### DATA FOR REVIEW
Issue #5100, opened 2025-12-17
[Bug]: umweltverbaende_at stopped working


mindestens:
### I Have A Problem With:

A specific source

### What's Your Problem

After HA restart the attached error occurs. Therefore the integration is broken.

Thank you!

### Source (if relevant)

umweltverbaende_at

### Logs

```Shell
Logger: custom_components.waste_collection_schedule.waste_collection_schedule.source_shell
Quelle: custom_components/waste_collection_schedule/waste_collection_schedule/source_shell.py:160
Integration: Waste Collection Schedule (Dokumentation)

fetch failed for source Die NÖ Umweltverbände: Traceback (most recent call last): File "/config/custom_components/waste_collection_schedule/waste_collection_schedule/source_shell.py", line 158, in fetch entries: Iterable[Collection] = self._source.fetch() ~~~~~~~~~~~~~~~~~~^^ File "/config/custom_components/waste_collection_schedule/waste_collection_schedule/source/umweltverbaende_at.py", line 490, in fetch return self.fetch_new() ~~~~~~~~~~~~~~^^ File "/config/custom_components/waste_collection_schedule/waste_collection_schedule/source/umweltverbaende_at.py", line 697, in fetch_new bin_type = zone["fraktion"] ~~~~^^^^^^^^^^^^ TypeError: string indices must be integers, not 'str'
```

### Relevant Configuration

```YAML
https://stpoeltenland.umweltverbaende.at/fuer-die-bevoelkerung/abholtermine/#

waste_collection_schedule:
  sources:
    - name: umweltverbaende_at
      args:
        district: "stpoeltenland"
        municipal: "-REMOVED-"
        town: "-REMOVED-"
```

### Checklist Source Error

- [x] Use the example parameters for your source (often available in the documentation) (don't forget to restart Home Assistant after changing the configuration)
- [x] Checked that the website of your service provider is still working
- [x] Tested my attributes on the service provider website (if possible)
- [x] I have tested with the latest version of the integration (master) (for HACS in the 3 dot menu of the integration click on "Redownload" and choose master as version)

### Checklist Sensor Error

- [x] Checked in the Home Assistant Calendar tab if the event names match the types names (if types argument is used)

### Required

- [x] I have searched past (closed AND opened) issues to see if this bug has already been reported, and it hasn't been.
- [x] I understand that people give their precious time for free, and thus I've done my very best to make this problem as easy as possible to investigate.

mindestens:
[...]

PR #5135, opened 2025-12-22
Fix: TypeError and add multi-year support for umweltverbaende.at

mindestens:
- Fix TypeError: "string indices must be integers, not 'str'"  Added isinstance() check before iterating zones list, as API can return "error" string   #5100 
  
- Add multi-year support for December queries. When the current month is December, query both next year and current year. Prioritizes next year data (more relevant for end-of-year queries)
  
- Handle optional dropdowns correctly. API returns "error" or empty string for dropdowns that don't exist. Added proper validation to skip non-existent dropdowns gracefully
  
- Add year parameter to API requests. API requires "jahr" parameter with current/next year as a string
  
- Improve error handling and fallback chain fetch_new() → fetch_old() if new method fails or returns no data ICS calendar detection and automatic usage when available
  
- Add complex address parameter support. Some districts (e.g., St. Pölten/Neulengbach) require a full address: gemeinde + town + plz + street for correct waste collection data

- Fix **Scheibbs** region

- 2 Test cases removed (Lilienfeld and Tulln); No ICAL or API available anymore - only redirects to the local municipal websites

image

### DIFF
--- a/custom_components/waste_collection_schedule/waste_collection_schedule/source/umweltverbaende_at.py
+++ b/custom_components/waste_collection_schedule/waste_collection_schedule/source/umweltverbaende_at.py
@@ -6,7 +6,6 @@ import requests
 from bs4 import BeautifulSoup
 from waste_collection_schedule import Collection  # type: ignore[attr-defined]
 from waste_collection_schedule.exceptions import (
-    SourceArgumentException,
     SourceArgumentNotFoundWithSuggestions,
     SourceArgumentRequiredWithSuggestions,
 )
@@ -87,7 +86,7 @@ EXTRA_INFO: list[E_I_TYPE] = [
     #     "default_params": {
     #         "district": "klosterneuburg",
     #     },
-    # }, The site still exists but does not offer any shedules anymore they now have a own page not yet supported by this integration: https://www.klosterneuburg.at/Natur_Umwelt/Recycling/Muellabfuhr/Muellabfuhrkalender
+    # }, The site still exists but does not offer any schedules anymore they now have a own page not yet supported by this integration: https://www.klosterneuburg.at/Natur_Umwelt/Recycling/Muellabfuhr/Muellabfuhrkalender
     {
         "title": "Abfallverband Korneuburg",
         "url": "https://korneuburg.umweltverbaende.at/",
@@ -329,10 +328,10 @@ TEST_CASES = {
     },
     # "Krems": {"district": "krems", "municipal": "Aggsbach"}, # 0 results with this config
     # "Stadt Krems Old Version": {"district": "kremsstadt", "municipal": "Rehberg"}, # Does not offer same schedule but is supported via generic ICS kremsstadt_umweltverbaende_at
-    #"Lilienfeld": {
+    # "Lilienfeld": {
     #    "district": "lilienfeld",
     #    "municipal": "Annaberg",
-    #},  # No ICAL or API available anymore - only redirects to the local municipal websites
+    # },  # No ICAL or API available anymore - only redirects to the local municipal websites
     "Laa/Thaya": {
         "district": "laa",
         "municipal": "Staatz",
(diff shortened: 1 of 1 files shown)


custom_components/waste_collection_schedule/waste_collection_schedule/source/zaw_de.py
5ila5, line 1: ZAW is already supported throug the jumomind_de source. It is already listed in the README.md and the HA config GUI


https://github.com/mampfes/hacs_waste_collection_schedule/blob/05a7ebd6641dbfe4938fa4ea463b381f53429569/README.md?plain=1#L990

custom_components/waste_collection_schedule/waste_collection_schedule/source/umweltverbaende_at.py
```diff
@@ -709,9 +743,7 @@ def fetch_new(self) -> list[Collection]:
             or not (nonce := nonce_match.group(1))
             or not isinstance(nonce, str)
         ):
-            raise Exception(
-                f"Could not find nonce for page {self._district_url}fuer-die-bevoelkerung/abholtermine/"
-            )
+            return []
```
5ila5: Why? Silent failure is a bad thing.

custom_components/waste_collection_schedule/waste_collection_schedule/source/umweltverbaende_at.py
```diff
@@ -486,16 +493,40 @@ def append_entry(self, ent: list, txt: list):
...
+                try:
+                    return self.fetch_old()
+                except Exception:
+                    # If both methods fail, raise the original error from new method
+                    raise e
         return self.fetch_old()
 
+    def fetch_new_year(self, year: int) -> list[Collection]:
+        """Fetch data for a specific year using the new API method."""
+        return self.fetch_new(year=year)
```
5ila5: Why does this method exists? you can just call fetch_new?

custom_components/waste_collection_schedule/waste_collection_schedule/source/umweltverbaende_at.py
```diff
@@ -486,16 +493,40 @@ def append_entry(self, ent: list, txt: list):
...
-            return self.fetch_new()
+            try:
+                # In December, try both current and next year
+                now = datetime.now()
+                if now.month == 12:
+                    entries_current = self.fetch_new_year(now.year)
+                    entries_next = self.fetch_new_year(now.year + 1)
+                    entries = entries_current + entries_next
+                else:
+                    entries = self.fetch_new_year(now.year)
```
5ila5: You should probably put the second request into a try except block if only next year fails it should still use the collection from this year.


```suggestion
                now = datetime.now()
                entries = self.fetch_new_year(now.year)
                if now.month == 12:
                    try:
                        entries += self.fetch_new_year(now.year + 1)
                    except Exception:
                        pass
```

5ila5 (changes requested):
Please remove the ZAW source

(even if it were new: your MD file has the wrong name and I would have liked to have these separate issues in separate PRs)

custom_components/waste_collection_schedule/waste_collection_schedule/source/zaw_de.py
mindestens: Thank you for the info!

custom_components/waste_collection_schedule/waste_collection_schedule/source/umweltverbaende_at.py
mindestens: Indeed, thank you!

custom_components/waste_collection_schedule/waste_collection_schedule/source/umweltverbaende_at.py
mindestens: Thanks, fixed!

custom_components/waste_collection_schedule/waste_collection_schedule/source/umweltverbaende_at.py
mindestens: Indeed, fixed as well

5ila5:
Thanks for your contribution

### TASK DESCRIPTION
The material above must be returned word for word, complete.

### SOLUTION TO THE PROBLEM
Issue #5100, opened 2025-12-17
[Bug]: umweltverbaende_at stopped working


mindestens:
### I Have A Problem With:

A specific source

### What's Your Problem

After HA restart the attached error occurs. Therefore the integration is broken.

Thank you!

### Source (if relevant)

umweltverbaende_at

### Logs

```Shell
Logger: custom_components.waste_collection_schedule.waste_collection_schedule.source_shell
Quelle: custom_components/waste_collection_schedule/waste_collection_schedule/source_shell.py:160
Integration: Waste Collection Schedule (Dokumentation)

fetch failed for source Die NÖ Umweltverbände: Traceback (most recent call last): File "/config/custom_components/waste_collection_schedule/waste_collection_schedule/source_shell.py", line 158, in fetch entries: Iterable[Collection] = self._source.fetch() ~~~~~~~~~~~~~~~~~~^^ File "/config/custom_components/waste_collection_schedule/waste_collection_schedule/source/umweltverbaende_at.py", line 490, in fetch return self.fetch_new() ~~~~~~~~~~~~~~^^ File "/config/custom_components/waste_collection_schedule/waste_collection_schedule/source/umweltverbaende_at.py", line 697, in fetch_new bin_type = zone["fraktion"] ~~~~^^^^^^^^^^^^ TypeError: string indices must be integers, not 'str'
```

### Relevant Configuration

```YAML
https://stpoeltenland.umweltverbaende.at/fuer-die-bevoelkerung/abholtermine/#

waste_collection_schedule:
  sources:
    - name: umweltverbaende_at
      args:
        district: "stpoeltenland"
        municipal: "-REMOVED-"
        town: "-REMOVED-"
```

### Checklist Source Error

- [x] Use the example parameters for your source (often available in the documentation) (don't forget to restart Home Assistant after changing the configuration)
- [x] Checked that the website of your service provider is still working
- [x] Tested my attributes on the service provider website (if possible)
- [x] I have tested with the latest version of the integration (master) (for HACS in the 3 dot menu of the integration click on "Redownload" and choose master as version)

### Checklist Sensor Error

- [x] Checked in the Home Assistant Calendar tab if the event names match the types names (if types argument is used)

### Required

- [x] I have searched past (closed AND opened) issues to see if this bug has already been reported, and it hasn't been.
- [x] I understand that people give their precious time for free, and thus I've done my very best to make this problem as easy as possible to investigate.

mindestens:
[...]

PR #5135, opened 2025-12-22
Fix: TypeError and add multi-year support for umweltverbaende.at

mindestens:
- Fix TypeError: "string indices must be integers, not 'str'"  Added isinstance() check before iterating zones list, as API can return "error" string   #5100 
  
- Add multi-year support for December queries. When the current month is December, query both next year and current year. Prioritizes next year data (more relevant for end-of-year queries)
  
- Handle optional dropdowns correctly. API returns "error" or empty string for dropdowns that don't exist. Added proper validation to skip non-existent dropdowns gracefully
  
- Add year parameter to API requests. API requires "jahr" parameter with current/next year as a string
  
- Improve error handling and fallback chain fetch_new() → fetch_old() if new method fails or returns no data ICS calendar detection and automatic usage when available
  
- Add complex address parameter support. Some districts (e.g., St. Pölten/Neulengbach) require a full address: gemeinde + town + plz + street for correct waste collection data

- Fix **Scheibbs** region

- 2 Test cases removed (Lilienfeld and Tulln); No ICAL or API available anymore - only redirects to the local municipal websites

image

### DIFF
--- a/custom_components/waste_collection_schedule/waste_collection_schedule/source/umweltverbaende_at.py
+++ b/custom_components/waste_collection_schedule/waste_collection_schedule/source/umweltverbaende_at.py
@@ -6,7 +6,6 @@ import requests
 from bs4 import BeautifulSoup
 from waste_collection_schedule import Collection  # type: ignore[attr-defined]
 from waste_collection_schedule.exceptions import (
-    SourceArgumentException,
     SourceArgumentNotFoundWithSuggestions,
     SourceArgumentRequiredWithSuggestions,
 )
@@ -87,7 +86,7 @@ EXTRA_INFO: list[E_I_TYPE] = [
     #     "default_params": {
     #         "district": "klosterneuburg",
     #     },
-    # }, The site still exists but does not offer any shedules anymore they now have a own page not yet supported by this integration: https://www.klosterneuburg.at/Natur_Umwelt/Recycling/Muellabfuhr/Muellabfuhrkalender
+    # }, The site still exists but does not offer any schedules anymore they now have a own page not yet supported by this integration: https://www.klosterneuburg.at/Natur_Umwelt/Recycling/Muellabfuhr/Muellabfuhrkalender
     {
         "title": "Abfallverband Korneuburg",
         "url": "https://korneuburg.umweltverbaende.at/",
@@ -329,10 +328,10 @@ TEST_CASES = {
     },
     # "Krems": {"district": "krems", "municipal": "Aggsbach"}, # 0 results with this config
     # "Stadt Krems Old Version": {"district": "kremsstadt", "municipal": "Rehberg"}, # Does not offer same schedule but is supported via generic ICS kremsstadt_umweltverbaende_at
-    #"Lilienfeld": {
+    # "Lilienfeld": {
     #    "district": "lilienfeld",
     #    "municipal": "Annaberg",
-    #},  # No ICAL or API available anymore - only redirects to the local municipal websites
+    # },  # No ICAL or API available anymore - only redirects to the local municipal websites
     "Laa/Thaya": {
         "district": "laa",
         "municipal": "Staatz",
(diff shortened: 1 of 1 files shown)


custom_components/waste_collection_schedule/waste_collection_schedule/source/zaw_de.py
5ila5, line 1: ZAW is already supported throug the jumomind_de source. It is already listed in the README.md and the HA config GUI


https://github.com/mampfes/hacs_waste_collection_schedule/blob/05a7ebd6641dbfe4938fa4ea463b381f53429569/README.md?plain=1#L990

custom_components/waste_collection_schedule/waste_collection_schedule/source/umweltverbaende_at.py
```diff
@@ -709,9 +743,7 @@ def fetch_new(self) -> list[Collection]:
             or not (nonce := nonce_match.group(1))
             or not isinstance(nonce, str)
         ):
-            raise Exception(
-                f"Could not find nonce for page {self._district_url}fuer-die-bevoelkerung/abholtermine/"
-            )
+            return []
```
5ila5: Why? Silent failure is a bad thing.

custom_components/waste_collection_schedule/waste_collection_schedule/source/umweltverbaende_at.py
```diff
@@ -486,16 +493,40 @@ def append_entry(self, ent: list, txt: list):
...
+                try:
+                    return self.fetch_old()
+                except Exception:
+                    # If both methods fail, raise the original error from new method
+                    raise e
         return self.fetch_old()
 
+    def fetch_new_year(self, year: int) -> list[Collection]:
+        """Fetch data for a specific year using the new API method."""
+        return self.fetch_new(year=year)
```
5ila5: Why does this method exists? you can just call fetch_new?

custom_components/waste_collection_schedule/waste_collection_schedule/source/umweltverbaende_at.py
```diff
@@ -486,16 +493,40 @@ def append_entry(self, ent: list, txt: list):
...
-            return self.fetch_new()
+            try:
+                # In December, try both current and next year
+                now = datetime.now()
+                if now.month == 12:
+                    entries_current = self.fetch_new_year(now.year)
+                    entries_next = self.fetch_new_year(now.year + 1)
+                    entries = entries_current + entries_next
+                else:
+                    entries = self.fetch_new_year(now.year)
```
5ila5: You should probably put the second request into a try except block if only next year fails it should still use the collection from this year.


```suggestion
                now = datetime.now()
                entries = self.fetch_new_year(now.year)
                if now.month == 12:
                    try:
                        entries += self.fetch_new_year(now.year + 1)
                    except Exception:
                        pass
```

5ila5 (changes requested):
Please remove the ZAW source

(even if it were new: your MD file has the wrong name and I would have liked to have these separate issues in separate PRs)

custom_components/waste_collection_schedule/waste_collection_schedule/source/zaw_de.py
mindestens: Thank you for the info!

custom_components/waste_collection_schedule/waste_collection_schedule/source/umweltverbaende_at.py
mindestens: Indeed, thank you!

custom_components/waste_collection_schedule/waste_collection_schedule/source/umweltverbaende_at.py
mindestens: Thanks, fixed!

custom_components/waste_collection_schedule/waste_collection_schedule/source/umweltverbaende_at.py
mindestens: Indeed, fixed as well

5ila5:
Thanks for your contribution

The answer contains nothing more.